PR #933, opened 2023-10-10
fix: childCases after adding/removing cases [#186182255]

kswenson:
[[#186182255]](https://www.pivotaltracker.com/story/show/186182255)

# Problem description:
Would you restate the material above word for word?

# Response box:
PR #933, opened 2023-10-10
fix: childCases after adding/removing cases [#186182255]

kswenson:
[[#186182255]](https://www.pivotaltracker.com/story/show/186182255)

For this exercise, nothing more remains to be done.